A ransomware attack on Betty Jean Kerr People’s Health Centers based in St Louis, MO happened on September 2, 2019 and so its health centers staff were unable to access some types of patient, provider, and personnel data.
Betty Jean Kerr People’s Health Centers detected the security incident on September 3 and notified law enforcement. The healthcare provider received a ransom demand but decided not to pay it. A third-party IT company helped to recover the data, but the recovery of the encrypted data was not possible. The encrypted information is deemed permanently lost, except if the security researchers developed a decryptor that could recover the files. It was not disclosed what type of ransomware the attackers used and if the backup data files were likewise encrypted.
The investigation results revealed that the types of information encrypted in the attack include patient names, addresses, birth dates, Social Security numbers, pharmacy information, medical insurance details, dental x-rays, and some clinical records. The patients affected by the ransomware attack got medical services at Betty Jean Kerr People’s Health Centers from 2011 to September 2, 2019. The ransomware attack had no impact on its electronic health record system.

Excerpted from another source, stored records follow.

PR #1616, opened 2019-08-29
Support non-HTTPS URLs for confirmation pages during testing

rhowe-gds:
## WHAT
During testing we sometimes disable HTTPS but we require that confirmation page
URLs are HTTPS. Unfortunately, the `DISABLE_INTERNAL_HTTPS` environment
variable is set to true during tests and so if we key off that, we'll break the
test which checks for validation that URLs are HTTPS. Add an extra environment
variable to use during tests - `ALLOW_HTTP_CONFIRMATION_PAGES` to allow us to
bypass this validation check.

### DIFF
--- a/app/browsered/field-validation-checks.js
+++ b/app/browsered/field-validation-checks.js
@@ -15,6 +15,7 @@ const validationErrors = {
   currency: 'Choose an amount in pounds and pence using digits and a decimal point. For example “10.50”',
   phoneNumber: 'Must be a 11 digit phone number',
   validEmail: 'Please use a valid email address',
+  isURL: 'Please use a valid URL',
   isHttps: 'URL must begin with https://',
   isAboveMaxAmount: `Choose an amount under £${MAX_AMOUNT.toLocaleString()}`,
   isPasswordLessThanTenChars: 'Choose a Password of 10 characters or longer',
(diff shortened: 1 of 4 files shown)


app/browsered/field-validation-checks.js
```diff
@@ -61,11 +63,7 @@ exports.isPhoneNumber = function (value) {
 }
 
 exports.isHttps = function (value) {
-  if (value.substr(0, 8) !== 'https://') {
-    return validationErrors.isHttps
-  } else {
-    return false
-  }
+  return new url.URL(value).protocol === 'https:'
```
jonheslop:
```suggestion
  return new url.URL(value).protocol !== 'https:' ? validationErrors.isHttps : false
```

app/controllers/test_with_your_users/submit_controller.js
```diff
@@ -27,7 +27,7 @@ module.exports = (req, res) => {
     req.flash('genericError', `<h2>Use valid characters only</h2> ${isCurrency(paymentAmountInPence)}`)
   } else if (isAboveMaxAmount(penceToPounds(paymentAmountInPence))) {
     req.flash('genericError', `<h2>Enter a valid amount</h2> ${isAboveMaxAmount(penceToPounds(paymentAmountInPence))}`)
-  } else if (!confirmationPage || isHttps(confirmationPage)) {
+  } else if (!confirmationPage || (process.env.DISABLE_INTERNAL_HTTPS !== 'true' && isHttps(confirmationPage))) {
```
rhowe-gds: Oh no, `DISABLE_INTERNAL_HTTPS` is set to `true` in the tests

rhowe-gds:
I give up on getting this to work

PR #1622, opened 2019-09-02
PP-5611 Remove Partial Reference Pact Test

RoryMalcolm:
- Removes the pact test that matches with a partial reference on search


RoryMalcolm:
> I assume you've made the change in connector. A link to that PR would be nice!

https://github.com/alphagov/pay-connector/pull/1667 - Sorry, didn't know etiquette!

PR #1627, opened 2019-09-03
PP-5537 add get events and search ledger transactions pact test

SandorArpa:
## WHAT

- add pact tests
- create a pact provider helper class. This is needed so the tests can
  share the pre-configured ledger_client port.
- update transaction fixtures


SandorArpa:
superseded

PR #1631, opened 2019-09-06
bau: Send analytics to cross-gov Google Analytics

oswaldquek:
See https://docs.google.com/document/d/1Scq-axCUknouQhKkf5ppqcqljeWSo62njL4p9qGcIjo/edit# to help verify this PR is correct.

### DIFF
--- a/app/views/includes/head.njk
+++ b/app/views/includes/head.njk
@@ -14,9 +14,15 @@
   ga('set', 'displayFeaturesTask', null);
   ga('set', 'transport', 'beacon');
 
+  ga('create', 'UA-145652997-1', 'auto', 'govuk_shared', {'allowLinker': true});
+  ga('govuk_shared.require', 'linker');
+  ga('govuk_shared.linker.set', 'anonymizeIp', true);
+  ga('govuk_shared.linker:autoLink', [‘www.gov.uk’]);
+
   var filtered_page_path = document.location.pathname + document.location.search.replace(/&email=[\w%.-]*/, '');
   ga('set', 'page', filtered_page_path);
   ga('send', 'pageview');
+  ga('govuk_shared.send', 'pageview');
 
 </script>
 <!-- End Google Analytics -->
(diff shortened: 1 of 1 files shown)


jonheslop:
Looks legit although I am confused about the `autoLink` bit, in the docs it says

> This field should include any domains to be included in the cross domain tracking. This should always include ‘www.gov.uk’ plus any other services that your service links to. For example, it could be:
> analytics.js: `[‘www.gov.uk’, ‘another.service.gov.uk’, ‘something.service.gov.uk’]`

And then it says 

> Note that the content of this field needs to be very specific as it will match subdomains automatically. For example if ‘gov.uk’ was included, it would match any subdomain of gov.uk. 

So in the example it explicitly mentions some domains that are all subdomains of `gov.uk` and it says that subdomains are done automatically?

So what you have done seems correct but I’d sorta say the docs are contradictory?

oswaldquek:
@jonheslop I think it just means if we put 'gov.uk' instead of 'www.gov.uk' it (the x-gov GA?) will match subdomains automatically. I'm not sure what this means though...does it mean other GAs on subdomains with .gov.uk will see our page visits?

oswaldquek:
Will try to get someone with a better understanding to review

app/views/includes/head.njk
```diff
@@ -14,9 +14,15 @@
   ga('set', 'displayFeaturesTask', null);
   ga('set', 'transport', 'beacon');
 
+  ga('create', 'UA-145652997-1', 'auto', 'govuk_shared', {'allowLinker': true});
+  ga('govuk_shared.require', 'linker');
+  ga('govuk_shared.linker.set', 'anonymizeIp', true);
+  ga('govuk_shared.linker:autoLink', [‘www.gov.uk’]);
```
jonheslop:
```suggestion
  ga('govuk_shared.linker:autoLink', ['www.gov.uk']);
```

PR #1666, opened 2019-10-07
Add Hadolint configuration from pay-code-analysis-config

alexbishop1:
🎉


alexbishop1:
Following discussions, the PMD config has been removed from this PR. We can add it back if we ever make it do anything useful for JavaScript apps.

PR #2258, opened 2020-09-07
PP-7018 Enable limit on total count from Ledger

kbottla:
## WHAT 
- Enables limiting the total count for search results and sets to 5K.
- As this is much lower limit, showing/hiding CSV download link is not possible due to total count (100K) needed for CSVs.So we will be allowing CSV downloads all the time
   - Only exception is services with total transactions above 5K need to apply at least one filter (other than page number and page size params) to be able to download CSV.


app/utils/transaction-view.js
```diff
@@ -193,3 +192,13 @@ function hasPageSizeLinks (connectorData) {
...
 }
+
+function showCsvDownload (connectorData, filters) {
+  if (connectorData.total <= LEDGER_TRANSACTION_COUNT_LIMIT) {
+    return true
+  }
+
+  return Object.keys(filters).filter(function (key) {
+    return key !== 'page' && key !== 'pageSize'
+  }).length !== 0
```
sfount, line 203: Very minor but this is probably sufficiently complex that naming it would help readability

```javascript
const hasUserFilteredResults = Object.keys(filters)
  .filter((key) => !['page', 'pageSize'].includes(key))
  .length

return hasUserFilteredResults
```

sfount (approved):
LGTM 👍 

I believe this release depends on the release of https://github.com/alphagov/pay-ledger/pull/912

app/utils/transaction-view.js
kbottla: Done this and IDE complained to make it inline 😄

kbottla: Updated in https://github.com/alphagov/pay-selfservice/pull/2259/files#diff-bc5732d3a5d7c7ae7ed3dfa0a9893fb2R201

PR #2259, opened 2020-09-07
PP-7018 Fix pagination filters

kbottla:
## WHAT
- Moves hidden search filters to common nunjucks file so pagination changes can be consistent
- Fixes pagination when transactions are filtered by single card brand


SandorArpa (approved):
LOKTM

PR #2260, opened 2020-09-07
BAU Fix displaying errors for forgotten password controller

stephencdaly:
Currently, if an email address is entered that no account is found for, we would attempt to redirect to the URL for resetting the password resulting in a confusing error message being displayed.

Instead, handle a 404 from adminusers by displaying a sensible error message and redirecting to the same page to enter an an email address to request a password reset.

Fix this and also fix the following:
- Display error messages properly using the error summary component and inline error messages.
- Make the controller easier to read by using async/await.
- Don't use anonymous functions for controllers.
- Move password validation out of the service and into the common server-side-form-validations module so we can distinguish between errors from adminusers and errors from selfservice. While doing this, make a few error messages better.

### DIFF
--- a/.secrets.baseline
+++ b/.secrets.baseline
@@ -3,7 +3,7 @@
     "files": "package-lock.json",
     "lines": null
   },
-  "generated_at": "2020-09-02T14:26:57Z",
+  "generated_at": "2020-09-07T17:13:42Z",
   "plugins_used": [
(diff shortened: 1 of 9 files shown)


kbottla (approved):
LGTM! Fix looks good and nice refactoring 🎉 🎉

Healthcare companies impacted by the breach wanted to be credentialed by People’s Health Centers from 2010 to September 2019. The information provided by those healthcare companies, such as names, location, and Social Security numbers, were likewise encrypted. The names, Social Security numbers and addresses of employees of People’s Health Centers from 2012 to September 2, 2019 were also encrypted.
People’s Health Centers has affirmed the encryption of information of the patients, providers, and employees, however, there’s no confirmation if the attackers viewed or copied any information during the ransomware attack. The people behind the attack are alleged to be from outside the U.S.A.
Altogether, the sensitive data of about 152,000 people were exposed. People’s Health Centers is providing 12 months of complimentary credit monitoring services to the people impacted by the security breach.